(Stored records)

[Start of Attachment]

PR #366, opened 2026-08-04
layers/meta-opentrons: remote access checks

sfoster1:
Add a systemd unit that will succeed if remote access is allowed. That means
- Auth server is up and CRS is disabled
- Auth server is up and /etc/.allow-remote-access exists

That last file is on the read-only file system in a directory owned by root; you can only make it through a serial cable and only by remounting the rootfs, and then regardless of what you do it'll be blown away by a software update before the system is accessible again.

We can then set `After=` and `Requires=` dependencies on it in any unit that we deem requires remote access, and that unit won't start if this unit fails. For Jupyter, that means until reboot (or until the jupyter-notebook service is retriggered, anyway) but if you add or remove the file, or add or remove CRS, that means that ssh and devtools will immediately start/stop accepting new connections. Any active connections will not be terminated.

Closes EXEC-2549
Closes EXEC-2758
Closes EXEC-2550

## to come out of draft
- [x] copy these files on a robot to test
- [x] get a successful build
- [x] get that build on a robot to test

### DIFF
--- a/layers/meta-opentrons/recipes-robot/opentrons-auth-server/files/check_remote_access_allowed
+++ b/layers/meta-opentrons/recipes-robot/opentrons-auth-server/files/check_remote_access_allowed
@@ -1,0 +1,48 @@
+#!/usr/bin/python3
+
+import asyncio
+import sys
+import os
+import traceback
+import json
+
+import logging
+
+logging.basicConfig(level=logging.ERROR)
+
+
+async def _do_check():
+    import aiohttp
+
+    uds = os.environ["CHECK_REMOTE_ACCESS_auth_server_uds"]
+    connector = aiohttp.UnixConnector(path=uds)
+    async with aiohttp.ClientSession(
+        connector=connector,
+        base_url="http://localhost",
+    ) as session:
+        async with session.get("auth/settings/accessControlEnabled") as response:
+            response.raise_for_status()
+            response_bytes = await response.read()
+
+    parsed_response = json.loads(response_bytes)
+    if parsed_response["data"]["accessControlEnabled"] is False:
+        print("Allowing remote access: CRS is disabled")
+        return 0
+    path = os.environ["CHECK_REMOTE_ACCESS_override_file"]
+    if os.path.exists(path):
+        print("Allowing remote access: override file exists")
+        return 0
+    print("Disallowing remote access: CRS is enabled and no override exists")
+    return 1
+
+
+async def check():
+    try:
+        return await _do_check()
+    except Exception:
+        print("Disallowing remote access: error in check process")
+        traceback.print_exc()
+        return 2
+
+
+sys.exit(asyncio.run(check()))
--- a/layers/meta-opentrons/recipes-robot/opentrons-auth-server/files/check_remote_access_allowed
+++ b/layers/meta-opentrons/recipes-robot/opentrons-auth-server/files/check_remote_access_allowed
@@ -14,7 +14,7 @@ if "/opt/opentrons-auth-server" not in sys.path:
     sys.path.append("/opt/opentrons-auth-server")
 
 
-async def _do_check():
+async def _http_check() -> bool:
     import aiohttp
 
     connector = aiohttp.UnixConnector(path="/run/opentrons-auth-server.sock")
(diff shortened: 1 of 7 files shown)


layers/meta-opentrons/recipes-robot/opentrons-auth-server/files/check_remote_access_allowed
```diff
@@ -0,0 +1,106 @@
+#!/usr/bin/python3
```
caila-marashaj, line 1: did u mean to get rid of this comment + does this file need a file extension

layers/meta-opentrons/recipes-robot/opentrons-auth-server/files/opentrons-remote-access-allowed.service
```diff
@@ -0,0 +1,13 @@
...
+
+[Service]
+Type=oneshot
+RemainAfterExit=yes
+ExecStart=/usr/bin/opentrons_check_remote_access_allowed
+
+
+[Install]
+RequiredBy=dropbear@.service
+RequiredBy=jupyter.service
```
vegano1: Should be `jupyter-notebook.service` instead of `jupyter.service`

layers/meta-opentrons/recipes-robot/opentrons-auth-server/files/opentrons-remote-access-allowed.service
```diff
@@ -0,0 +1,13 @@
+[Unit]
+Description=Opentrons remote-access-allowed trigger service
+After=opentrons-auth-server.service
+
+[Service]
+Type=oneshot
+RemainAfterExit=yes
+ExecStart=/usr/bin/opentrons_check_remote_access_allowed
```
vegano1, line 8: Do we want this to pass an explicit TIMEOUT?

Without it, the checkers `timeout_or` then returns `None`, and `_do_check` retries forever, in combination with `After=opentrons-auth-server.service` for ordering only. So if the auth-server is broken or can't start for whatever reason, the `opentrons-remote-access-allowed.service‎` will stay "activating" indefinitely, effectively blocking all dependent services from starting.

Unless that's the intended behavior?

layers/meta-opentrons/recipes-robot/opentrons-auth-server/files/check_remote_access_allowed
```diff
@@ -0,0 +1,106 @@
...
+import os
+import traceback
+import json
+
+import logging
+
+logging.basicConfig(level=logging.ERROR)
+
+if "/opt/opentrons-auth-server" not in sys.path:
+    sys.path.append("/opt/opentrons-auth-server")
```
vegano1, line 14: What is this doing? It does not look like we are importing any auth packages from this script. I see that you are importing `aiohttp` which is not part of the deps for auth-server, since it uses uvicorn/fastapi, and `opentrons-auth-server.bb` does not RDEPENDS on python3-aiohttp.

layers/meta-opentrons/recipes-robot/opentrons-auth-server/files/check_remote_access_allowed
vegano1: This is not a comment; it tells the OS what program to interpret the rest of this script with

vegano1 (commented):
had some questions

layers/meta-opentrons/recipes-robot/opentrons-auth-server/files/opentrons-remote-access-allowed.service
sfoster1: that is the intended behavior, yes. if the auth server isn't up, we don't know if CRS is on or not, and shouldn't allow remote access. Note though that if the magic file exists, we don't check the server at all

layers/meta-opentrons/recipes-robot/opentrons-auth-server/files/check_remote_access_allowed
sfoster1: `aiohttp` is part of the deps for auth-server via server-utils for clients to other servers. it's not installed in `/usr/lib/python3.12/site-packages` though, so we have to get it from one of the servers, and this is associated with auth, so i picked that one.

vegano1: gotcha, I forgot about server-utils!

vegano1 (approved):
Looking good to me !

[End of Attachment]

Search the data for "asyncio". Copy every matching line.

■ REPLY TO THE TASK ■
+import asyncio
+sys.exit(asyncio.run(check()))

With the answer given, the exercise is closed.